Afin de constituer notre échantillon, nous avons contacté plus de soixante-dix médecins généralistes travaillant dans les zones où vivent des bénéficiaires de l’AME. Seuls 13 médecins ont pu participer aux différents focus-groupes. Ainsi nous pouvons donc constater un biais de volontariat : les médecins venus aux focus-groupes sont intéressés par la thématique de l’AME et ne sont peut-être pas représentatifs de l’ensemble des médecins généralistes exerçant dans les zones sus-nommées. De plus la majorité des médecins interrogés ont une expérience auprès du public étranger, en situation irrégulière sur le territoire français, et/ou précaire ce qui constitue un biais de recrutement : les praticiens interrogés sont actifs au sein du dispositif de l’AME et peuvent donc avoir des difficultés différentes ou moindres par rapport à la population générale des médecins.

Enfin, les participants à l’étude ont reçu une compensation pour le temps consacré aux entretiens de groupe. Même si la plupart des participants nous ont fait savoir qu’ils n’avaient pas participé pour la rémunération, cela a pu constituer un biais de sélection ou un équivalent de conflit d’intérêt.

4.1.3.2. Biais de classement

Les médecins interrogés nous ont relaté leurs expériences passées les plus marquantes. Ils ont pu oublier avec le temps d’autres situations moins caricaturales et notamment les situations qui ne présentaient pas de difficulté. De même, ils ont peut-être rapporté davantage les anecdotes les plus récentes laissant de côté d’autres situations marquantes plus anciennes. Cela constitue donc un biais de mémorisation.

De par la prise de position clivante et stigmatisante d’un des participants du premier focus-groupe, les autres participants ont pu réagir, en colère, par une prise de position tranchée, moins nuancée, à l’extrême opposé en « forçant le trait » de leurs pratiques de soin dans une attitude défensive. Il s’agit là d’une des limites de la méthodologie, à savoir produire un discours normé sur le groupe. De plus, de part la méthode même des entretiens de groupe, des informations concernant certaines situations ou difficultés ont pu être omises ou maquillées par honte ou par peur du jugement des

pairs par les participants. Et à l’inverse, d’autres situations de vie plus « glorieuses », à l’origine d’une certaine fierté personnelle, ont pu être exagérément mises en avant. Cela entraîne un biais d’information.
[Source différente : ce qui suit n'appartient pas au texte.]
PR #1896, opened 2020-01-16
Fix SelectCellFormatter export

nstepien:


packages/react-data-grid/src/formatters/SelectCellFormatter.tsx
```diff
@@ -5,7 +5,7 @@ export interface SelectCellFormatterProps {
   onChange(value: boolean, isShiftClick: boolean): void;
 }
 
-export default function SelectCellFormatter({ value, onChange }: SelectCellFormatterProps) {
+export function SelectCellFormatter({ value, onChange }: SelectCellFormatterProps) {
```
qili26: Quick question, why not change in the `formatters/index.tsx` like `export { default as SelectCellFormatter } from './SelectCellFormatter`

nstepien: Just consistency with other formatters.

PR #1897, opened 2020-01-16
Add Column.cellClass function support

nstepien:
Not sure if passing `row` is enough.
Not sure if it makes sense for header/filter cells to have custom classes as well, so I removed them.
WDYT?

### DIFF
--- a/src/common/types.ts
+++ b/src/common/types.ts
@@ -12,7 +12,7 @@ interface ColumnValue<TRow, TField extends keyof TRow = keyof TRow> {
   key: TField;
   /** Column width. If not specified, it will be determined automatically based on grid width and specified widths of other columns*/
   width?: number | string;
-  cellClass?: string;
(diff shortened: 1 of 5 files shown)


amanmahajan7:
I think it makes sense as it is a common requirement to set different classes on difference rows. May be we can also add `column.headerCssClass`. It can just be a string. Or we can wait until there is a requirement

src/common/types.ts
```diff
@@ -12,7 +12,7 @@ interface ColumnValue<TRow, TField extends keyof TRow = keyof TRow> {
   key: TField;
   /** Column width. If not specified, it will be determined automatically based on grid width and specified widths of other columns*/
   width?: number | string;
-  cellClass?: string;
+  cellClass?: string | ((rowData: TRow) => string);
```
qili26: Maybe `rowData?: TRow` for the header cells?

PR #1898, opened 2020-01-16
rowData -> row

nstepien:


src/Row.tsx
```diff
@@ -47,7 +47,7 @@ export default function Row<R>({
           rowIdx={idx}
```
amanmahajan7: May be we should rename `idx` -> `rowIdx` in the next PR

PR #2379, opened 2021-04-27
Add aria-readonly to readonly cells 

amanmahajan7:
https://www.w3.org/TR/wai-aria-practices-1.2/#grid_roles_states_props

> If the grid provides content editing functionality and contains cells that may have edit capabilities disabled in certain conditions, aria-readonly may be set true on cells where editing is disabled. If edit functions are disabled for all cells, aria-readonly may be set true on the grid element. Grids that do not provide editing functions do not include the aria-readonly attribute on any of their elements.

### DIFF
--- a/src/Cell.tsx
+++ b/src/Cell.tsx
@@ -107,7 +107,7 @@ function Cell<R, SR>({
       aria-colindex={column.idx + 1} // aria-colindex is 1-based
       aria-selected={isCellSelected}
       aria-colspan={colSpan}
-      aria-readonly={isCellEditable(column, row) ? true : undefined}
+      aria-readonly={isCellEditable(column, row) || undefined}
       ref={ref}
       className={className}
       style={getCellStyle(column, colSpan)}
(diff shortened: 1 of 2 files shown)


src/Cell.tsx
```diff
@@ -107,6 +107,7 @@ function Cell<R, SR>({
       aria-colindex={column.idx + 1} // aria-colindex is 1-based
       aria-selected={isCellSelected}
       aria-colspan={colSpan}
+      aria-readonly={isCellEditable(column, row) ? true : undefined}
```
nstepien, line 110: No?
```suggestion
      aria-readonly={isCellEditable(column, row)}
```

amanmahajan7: IIRC, it is usually recommended to skip setting `false` value. I check a few grids and found 1 that uses `aria-readonly` and it does not set it when value is editable
https://www.grapecity.com/wijmo/demos/Grid/Editing/Read-only/purejs

nstepien: 🤔 
```suggestion
      aria-readonly={isCellEditable(column, row) || undefined}
```

nstepien (approved):

PR #2386, opened 2021-05-03
Use aria-selected to style selected cell/rows

amanmahajan7:
[Reach UI](https://github.com/reach/reach-ui/blob/main/packages/combobox/styles.css#L24) also uses a similar strategy and it makes sense IMO as it forces us to design accessible components.

### DIFF
--- a/src/DataGrid.tsx
+++ b/src/DataGrid.tsx
@@ -880,12 +880,14 @@ function DataGrid<R, SR>({
       const top = rowIdx * rowHeight + totalHeaderHeight;
       if (isGroupRow(row)) {
         ({ startRowIndex } = row);
+        const isGroupRowSelected = isSelectable && row.childRows.every(cr => selectedRows?.has(rowKeyGetter!(cr)));
         rowElements.push(
           <GroupRowRenderer<R, SR>
             aria-level={row.level + 1} // aria-level is 1-based
             aria-setsize={row.setSize}
             aria-posinset={row.posInSet + 1} // aria-posinset is 1-based
             aria-rowindex={headerRowsCount + startRowIndex + 1} // aria-rowindex is 1 based
+            aria-selected={isSelectable ? isGroupRowSelected : undefined}
             key={row.id}
             id={row.id}
             groupKey={row.groupKey}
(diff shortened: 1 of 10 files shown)


src/style/grouprow.ts
```diff
@@ -1,9 +1,8 @@
 import { css } from '@linaria/core';
-import { rowSelected } from './row';
 import { cell, cellFrozenLast } from './cell';
 
 const groupRow = css`
-  &:not(.${rowSelected}) {
+  &:not(aria-selected="true") {
```
nstepien, line 5: I don't think this works without the brackets.
```suggestion
  &:not([aria-selected="true"]) {
```

nstepien (changes requested):

nstepien (approved):

amanmahajan7:
Found a bug with this approach 😎

src/DataGrid.tsx
```diff
@@ -880,12 +880,14 @@ function DataGrid<R, SR>({
...
       if (isGroupRow(row)) {
         ({ startRowIndex } = row);
+        const isGroupRowSelected = isSelectable && row.childRows.every(cr => selectedRows?.has(rowKeyGetter!(cr)));
         rowElements.push(
           <GroupRowRenderer<R, SR>
             aria-level={row.level + 1} // aria-level is 1-based
             aria-setsize={row.setSize}
             aria-posinset={row.posInSet + 1} // aria-posinset is 1-based
             aria-rowindex={headerRowsCount + startRowIndex + 1} // aria-rowindex is 1 based
+            aria-selected={isSelectable ? isGroupRowSelected : undefined}
```
nstepien, line 890: This will also avoid `aria-selected="false"`
```suggestion
            aria-selected={isGroupRowSelected || undefined}
```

La multiplication des focus-groupes jusqu’à saturation des données est un facteur protecteur de ces biais de classement.

4.1.4 Limites liées à l’analyse

Le contenu des verbatims et l’exacte retranscription des entretiens n’est pas vérifiable, cela pourrait ainsi constituer un biais de déclaration. Enfin, un biais d’interprétation est indissociable de la recherche qualitative car c’est son objectif principal. Néanmoins il est contrebalancé par la retranscription « ad integrum » des enregistrements, et par le double codage.